Suppose you have a two countries in which the number of apples produced is getting closer and close to each other, but the number of oranges is going all over the place. Paradox?
Let’s say you start at A and do one zig and one zag down the diagonal and arrive exactly at C, then you would have traveled along the perimeter or 2s.
Now lets say you do two zigs and two zags down the diagonal, since a zig is the same length as a zag, what you have done is formed two right triangles along the diagonal. The sum of the two new hypotenuses must equal the length of the original hypotenuse, namely sqrt(2)s. Using the Pythagorean Theorem we can say the sum of the two hypotenuses of the two new triangles must equal the original hypotenuse in this manner (let “a” equal one zig or one zag):
2a^2 + 2a^2 = (sqrt(2)s)^2
or
a = s/sqrt(2). So the total distance traveled is 4a or 4(s/sqrt(2)) or 2s * sqrt(2) which is actually more than 2s.

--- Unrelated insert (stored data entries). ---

PR #978, opened 2022-03-01
chore: Use chanzuckerberg/github-actions/docker-build-push in Push Remote Dev action

edulop91:
### Summary:
- **What:** Starting to look into integrating the new happy cli with GitHub actions. As part of this, looking to release a set of common chanzuckerberg/github-actions. Chose the docker step first because it is fairly self-contained and common across many repos. Will follow up with Happy specific actions later.

See https://github.com/chanzuckerberg/github-actions/pull/17/ for corresponding code changes.

- **Ticket:** NA
- **Env:** `<rdev link>`

### Checklist:
- [ ] I added labels to my PR


edulop91:
hmm think i'm missing some build keys

.github/workflows/push-rdev.yml
```diff
@@ -1,9 +1,9 @@
 name: Push Remote Dev
 
 on:
-  push:
+  pull_request:
```
jgadling, line 4: I think we specifically want to use the `push` event here

jgadling (changes requested):
This looks good aside from the event hook!

edulop91:
see https://github.com/chanzuckerberg/czgenepi/pull/990 instead for the push event instead of pull_request

PR #979, opened 2022-03-02
Update Makefile to use docker's built-in compose v2

jgadling:
### Summary:
- **What:** Update our makefile to always use the docker CLI's built-in `compose` command

### Notes:
Docker desktop has a checkbox that allows us to switch between using compose v1 or v2 when we run the `docker-compose` command, however when we run `docker compose` we're always using compose v2.

These changes switch our Makefile to always use compose v2 via `docker compose` in alignment with our new `happy` cli. We also needed to update a few commands to make use of the profiles we have configured in `docker_compose.yml`. By default, any `docker compose up/down` commands will run any containers that *do not* have a profile specified. Since all of the containers in our `docker-compose.yml` file *do* have profiles defined, we need to specify which profiles (and * means everything) to use when bringing compose services up and down.

### Checklist:
- [x] I added labels to my PR

### DIFF
--- a/Makefile
+++ b/Makefile
@@ -3,7 +3,7 @@ SHELL := /bin/bash
 ### DOCKER ENVIRONMENTAL VARS #################################################
 export DOCKER_BUILDKIT:=1
 export COMPOSE_DOCKER_CLI_BUILD:=1
-export docker_compose:=docker-compose --env-file .env.ecr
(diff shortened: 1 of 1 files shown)


lvreynoso (approved):

mmmmmmaya:
Thank you!!! ⭐

PR #991, opened 2022-03-15
Migrate Sample create endpoint to FastAPI

jgadling:
### Summary:
- **What:** Migrate `samples/create` to fastapi
- **Ticket:** [sc183168](https://app.shortcut.com/genepi/story/183168)
- **Env:** https://samplecreate-frontend.dev.czgenepi.org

For 3 zig-zags it would be
2a^2 + 2a^2 + 2a^2 = (sqrt(2)s)^2
or
a = s/sqrt(3) so 6a is 3s * sqrt(3) which is more than your two zig-zag journey of 2s sqrt(2).
Then in general, the more zig-zags your take along the diagonal, the further you will travel. If you do N zigs-zags, you travel 2s * sqrt(N).
Taking zillions of zig-zags isn’t going to get you closer to sqrt(2)s, the more zig-zags, the further you travel.
Any errors with this argument? Comments and luke warm flames welcome.
[QUOTE]
*Originally posted by ccwaterback *
**Then in general, the more zig-zags your take along the diagonal, the further you will travel. If you do N zigs-zags, you travel 2s * sqrt(N).
[QUOTE]
2s * sqrt(N) should be Ns * sqrt(N)
Yeah, pretty much everything.
Just think about it. Say each side of the square is 2 units long. The diagonal is 2*sqrt(2) units long. We want to get from the top left to the bottom right corner, so we zig one unit to the right, zag one unit down, zig one unit to the right, zag one unit down (so length of zig=length of zag=1 unit).
Your equation:
2a^2 + 2a^2 = (sqrt(2)s)^2
(a=1, s=2)
now becomes:
2 + 2 = 8
I’d say that’s a problem. Your other equations have the same basic problem.
Think about it some more. It really is quite trivial if you bother to do that.